Movimentando-se num universo em que a Justiça Divina cedeu lugar às dúvidas e interrogações humanas, num ambiente em que tudo é mascarado, não apenas o mundo dos comediantes (é por isso que várias vezes no livro os torneios entre cavaleiros são comparados a espetáculos teatrais), Nicholas acaba por sentir necessidade da justiça humana representado pelo magistrado do rei, que solucionará o mistério. Ao procurá-lo, contudo, ele tem a maior lição no seu célere aprendizado pelo mundo profano: o magistrado salva a todos, o grupo e a filha do tecelão, não para instaurar a justiça e a verdade, mas tão somente para limitar o poder do senhor feudal que domina a região e ameaça o rei. A justiça usada como forma de chantagem e de pressão.

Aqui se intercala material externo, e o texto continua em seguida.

PR #436, opened 2021-01-12
DEX-996 Refactoring raw-api tests

ngadiyak:


dex-it/src/test/scala/com/wavesplatform/it/matcher/api/http/HttpApiSuiteBase.scala
```diff
@@ -0,0 +1,89 @@
...
+      mkOrder(alice, wavesUsdPair, BUY, 10.waves, 3.usd)
+    ).map { o =>
+      placeAndAwaitAtDex(o)
+      o.idStr()
+    }
+
+  protected def shouldReturnErrorWithoutApiKeyHeader(): Unit =
+    "should return an error without X-API-KEY" in {
+
+      val r = this.getClass.getSimpleName match {
```
vsuharnikov, line 24: This code:
```scala
this.getClass.getSimpleName match {
```
looks bad, because you can forget to add a new class to this pattern matching. Often such intention could be represented through an inheritance.

1. If all descendants of `HttpApiSuiteBase` has `shouldReturnErrorWithoutApiKeyHeader` and `shouldReturnErrorWithIncorrectApiKeyValue `, then you should just write:
    ```scala
    "should return an error without X-API-KEY" in {
      // ...
    ```
    instead of a method
2. Let's create traits with these tests and mix them to the classes, which require these checks
3. This code:
    ```scala
    val r = this.getClass.getSimpleName match {
    ```
    could be replace by an abstract method:
    ```scala
    def requestWithoutApiKeyHeader(): ...
    ```
    then the test will be:
    ```scala
    "should return an error without X-API-KEY" in {
      val r = requestWithoutApiKeyHeader()
      validateAuthorizationError(r)
    }
    ```
    same for `shouldReturnErrorWithIncorrectApiKeyValue`

dex-it/src/test/scala/com/wavesplatform/it/matcher/api/http/HttpApiSuiteBase.scala
```diff
@@ -0,0 +1,89 @@
...
+import com.wavesplatform.it.MatcherSuiteBase
+
+trait HttpApiSuiteBase extends MatcherSuiteBase with RawHttpChecks {
+
+  protected def placeAndGetIds(): Set[String] =
+    Set(
+      mkOrder(alice, wavesUsdPair, BUY, 10.waves, 1.usd),
+      mkOrder(alice, wavesUsdPair, BUY, 10.waves, 2.usd),
+      mkOrder(alice, wavesUsdPair, BUY, 10.waves, 3.usd)
+    ).map { o =>
```
vsuharnikov, line 16: How about
```scala
(1 to 3).map(i => mkOrder(alice, wavesUsdPair, BUY, 10.waves, i.usd))
```
?

vsuharnikov (changes requested):

dex-it/src/test/scala/com/wavesplatform/it/matcher/api/http/HttpApiSuiteBase.scala
ngadiyak: ok

vsuharnikov (approved):

PR #455, opened 2021-02-03
DEX-1066 Use kanela-agent instead of aspectj

ngadiyak:


dex/build.sbt
```diff
@@ -146,6 +150,7 @@ inConfig(Debian)(
 
       Seq(upstartScript -> s"/etc/init/${packageName.value}.conf").map(packageMapping(_).withConfig().withPerms("644"))
     },
+    javaAgents += "io.kamon" % "kanela-agent" % "1.0.7",
```
vsuharnikov, line 153: Try to remove this

vsuharnikov (changes requested):

PR #460, opened 2021-02-09
DEX-1074 Async calls to AssetPairsDB

vsuharnikov:


vsuharnikov:
The problem is in the unstable test, will fix in a next PR

PR #466, opened 2021-02-15
DEX-1067 Up node version to 1.2.17

ngadiyak:


waves-ext/src/main/scala/com/wavesplatform/transaction/smart/script/ScriptRunnerFixed.scala
```diff
@@ -0,0 +1,136 @@
...
+  def apply(
+    in: TxOrd,
+    blockchain: Blockchain,
+    script: Script,
+    isAssetScript: Boolean,
+    scriptContainerAddress: Environment.Tthis,
+    complexityLimit: Int = Int.MaxValue,
+    default: EVALUATED = TRUE
+  ): (Log[Id], Either[ExecutionError, EVALUATED]) =
+    apply(
```
ngadiyak, line 36: That method is for using in the Node.
We don't use it in the Matcher because we pass denied block-chain as the parameter.

vsuharnikov (approved):

PR #76, opened 2016-07-12
Most Wanted List update

JoelCFC25:
According to today's release, the updated Most Wanted List goes into effect on 1 August.


Alsciende:
The new MWL is another MWL. I'll handle it.

PR #87, opened 2016-08-05
add missing flavor & trash cost, zh bm pack.

stimzh:
Please also compile es.zh.json and "neutral" in faction.zh.json.


Alsciende:
> Please also compile es.zh.json and "neutral" in faction.zh.json.

What do you mean? I've updated the zh locale. Can you tell me what is wrong?

Alsciende:
Ok I see. For example on Scarcity of Resources, the word "Neutral" is not translated.

stimzh:
Thank you. And yes, all corp and runner neutral cards are labeled "neutral" instead of "中立"(Chinese).

Alsciende:
That should be fixed now.

PR #90, opened 2016-08-05
Update asis.jp.json

LogicWolfJP:
One card for Japanese Champ Deck.


Alsciende:
Please create 1 PR for all your files ;)

PR #98, opened 2016-08-06
Update fc.jp.json

LogicWolfJP:
One card for Japanese Champ Deck


stimzh:
You can edit the whole file under your own fork and then create a single pull request containing all the changes, which would be less stressful for the operator.

PR #114, opened 2016-09-18
Add Net Mercur + Fix Ark's illustrator name

stimzh:


stimzh:
[http://www.peachhack.com/wp-content/uploads/2016/09/adn38-net-mercur.png](card pic)

PR #122, opened 2016-10-04
Adam flavor and rest card pics

stimzh:


Alsciende:
omg I'm so late on this one... thank you!

PR #143, opened 2016-12-09
Fix card definition for Jinteki ID AgInfusion

lostie:
As pointed by Joel, the IDs don't have the flavour text and the extra text is contained in the title itself.


lostie:
@JoelCFC25 👀

Alsciende:
Indeed! Thank you.

PR #151, opened 2017-01-14
Fix duplicate and misspelt artist names

ouroboros8:
As well as fixing some trivial misspellings, I've taken the liberty of homogenising a couple of names. Specifically, I've renamed all instances of `Zefanya Maega` to `Zefanya Langkan Maega`, and one instance of `Matthew Zeilinger` to `Matt Zeilinger`.

While the previous state of the data does accurately reflect the cards (e.g. Zefanya's middle name is used on Fast Track, but not on John Masanori), I feel that the ability to search by a single, consistent name across all cards is more useful than strict adherence to physical card text.

I chose the long-form of Zefanya's name on the basis that it was most recently used (in Honor and Profit, as opposed to previous short-form uses in the Spin Cycle), and chose Matt as opposed to Matthew Zeilinger because come on, who calls him Matthew Zeilinger.


Alsciende:
Very good job. Thank you!

PR #187, opened 2017-03-23
Fix Self-Adapting Code Wall and add Station One release date

dodgepong:


packs.json
```diff
@@ -266,7 +266,7 @@
     {
         "code": "so",
         "cycle_code": "red-sand",
-        "date_release": null,
+        "date_release": "2017-03-23",
```
Alsciende: I missed the announcement?

dodgepong: They might not have had an article this time (or the article hasn't been released), but the release date has been known for several weeks. Release dates are now included on the ["Upcoming" page](https://www.fantasyflightgames.com/en/upcoming/) when their status is changed to "Shipping Now".

PR #194, opened 2017-03-24
Update td.json

ANR-PeterPan:
Some more spoils from Four is flatline on BGG
Added Bloodletter https://boardgamegeek.com/camo/f08580609d7decdfa9d3629599c8853c9bb07381/687474703a2f2f692e696d6775722e636f6d2f41666a503052702e6a7067 and Hortum https://boardgamegeek.com/camo/e015d6eedca28e2a2651cbe3527b7f4089cc9334/687474703a2f2f692e696d6775722e636f6d2f4777426b4a31582e6a7067 from BGG. Moved K.P.Lynn to #52 because Upgrades are always last. Perhaps they added 2 cards after the interview like adding the link to Polyhisor. This would also explain why this "deluxe" has 57 different cards and not 55.

https://boardgamegeek.com/camo/d098e52e44d97092a32fe3574e2df1a29375efb6/68747470733a2f2f692e696d6775722e636f6d2f705137664369392e706e67
Syn Attack must be #4, but we only see a 2 cost Double Event.
Biometric Spoofing is #25-#27
I think Mason Bellamy is #40 or #38 if HB gets more than 2 Upgrades and still missing text. 
Added Hailstorm as #49 which is the only place for weyland ICE left, but Strength is hidden. I wrote "?", Plz correct if this is wrong.

#makeweylandgreatagain


Alsciende:
Changing card codes breaks a few things in the application. That should be avoided at all cost: only add cards to the db when you're absolutely sure about their codes. Better to wait a few weeks for official data.

Alsciende:
Also, '?' is not a valid strength. Again, it's better to wait for complete and official spoilers than updating the site with erroneous data.

PR #208, opened 2017-04-13
MWL 1.2

NoahTheDuke:
Updates to Most Wanted List 1.2. [Official announcement](https://www.fantasyflightgames.com/en/news/2017/4/12/enhanced-enforcement-tactics/).


dodgepong:
Is it worth tracking the "type" of MWL between 1.0/1 and 1.2, in terms of universal influence vs reducing max influence?

NoahTheDuke:
Probably not through this medium. Definitely necessary on netrunnerdb, but for this the quantity handles that.

lostie:
I had a quick look into the way the MWL is currently implemented on [NetrunnerDB](https://github.com/Alsciende/netrunnerdb) and I'm pretty sure there's some changes required in it so that this list works appropriately for deck building purposes. As it stands, all the cards in the new MWL will reduce max influence instead of using the universal influence.

I _**would suggest to hold this for now**_ until the new MWL behaviour is put in place in the [NetrunnerDB](https://github.com/Alsciende/netrunnerdb).

I like @dodgepong 's idea of having some way to define/identify the way the MWL needs to be handled, but I'll leave any decision to @Alsciende as he might have a much better idea how to put that in place.

Alsciende:
I'm going to add a property to the "mwl" object, describing the type of MWL.

I'm thinking "penalty_target". Versions 1.0 and 1.1 will have "penalty_target": "identity", while version 1.2 and up will have "penalty_target": "cards". What do you think?

Alsciende:
Scratch this, I'd prefer to store it as a boolean. What about "global_penalty", which is true in 1.0 and 1.1, and false in 1.2+.

yads:
I think the penalty_target approach is more extensible. Although maybe it may be more clear to use something like `penalty_type: <'subtract_global_influence'|'add_universal_influence'>`. That way, if a future MWL has a different way of doing things, you can add it to this enum field.

Alsciende:
> if a future MWL has a different way of doing things

Don't say that, you're going to jinx it!

NoahTheDuke:
Looks like it was jinxed anyways.

PR #225, opened 2017-07-24
Update and fix Japanese translations

dlrowb:
1) Fix keywords separations (added whitespaces)
2) Added Japanese translations (red-sand cycle)
3) Fix names so that there are just the ones that are actually sold


gereons:
please fix the validation errors in translations/jp/pack/eas.jp.json (i.e. run ./validate.py -f) so that we can merge this

dlrowb:
Now I remove whitespaces and pass validation :)

PR #249, opened 2017-08-31
deploy last fixes

Alsciende:


gereons:
Just out of curiosity, when are these changes expected to show up in the nrdb API? https://netrunnerdb.com/api/2.0/public/cards?_locale=de still has the empty _locale block for UVC, while the "Clan" subtype for Salvaged Vanadis Armory is already visible.

Alsciende:
The translations didn't update automatically. I updated it now. It should be live in ~10 minutes.

gereons:
Thanks a lot!

gereons:
Sorry, something seems to be off here - the _locale block is still empty.

Alsciende:
The translation is databased though https://netrunnerdb.com/de/card/13038

Alsciende:
I'll see what's going on

gereons:
Thanks, your efforts are very much appreciated, as always!

Alsciende:
Ok I busted the cache for that resource, it did the trick :)

PR #251, opened 2017-09-12
add Revised Core Set as as new cycle/pack "core2"

gereons:


JoelCFC25:
Are you sure you want this to be code 14? The Kitara cycle will definitely be coming out before Core 2.

gereons:
Even if it would come out later, since you can build it yourself right now *and* will be mandatory for worlds, it's better to put it in the slot before Kitara, IMO.

Alsciende:
I agree. Since we know its content and have its cards, it's virtually released already.

I was thinking we could jump to pack number 20 for Core 2.0, what do you think?

gereons:
Sure, if Kitara then gets 21. I think that would be necessary/helpful to make figuring out "cards up to xyz" not be a pain in the neck.

Alsciende:
Yes, with Kitara at 21.

gereons:
ok, I'll update the PR.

Aliás, talvez seja a maior frustração (o melhor termo talvez fosse angústia) de uma sociedade em que não há mais valores religiosos como fundamento: o fato de não se poder acreditar na justiça constituída pelo consenso dos cidadãos. Se pensarmos que uma juíza dos nossos dias pode atenuar um ato criminoso como o de queimar um ser humano vivo por diversão, desqualificando-o como crime hediondo, realmente é oportuno o confronto que Unsworth faz entre as expectativas de Nicholas e o colapso—ou perversão—da noção (e do uso) da justiça, em seu romance.
E Nicholas descobre, ao final, quando lhe oferecem a chance de voltar a ser padre, que deseja continuar como ator, perder-se nas máscaras, já que nada é seguro, nem mesmo a identidade pessoal, como descobriu na cidade onde, tal qual no Hamlet de Shakespeare, uma peça serviu como “denúncia”, como ratoeira para consciências culpadas.E essa denúncia-ratoeira, por sua vez, serviu apenas como lance no jogo de xadrez entre poderosos. Como avisa o próprio narrador, “deixo aos que me leem a tarefa de tirar uma conclusão no final—se a dádiva desta cidade foi para o bem ou para o mal”. Pois num mundo em que tudo se corrói e entra em colapso, os autos de moralidade se transformam fatalmente em autos de ambiguidade.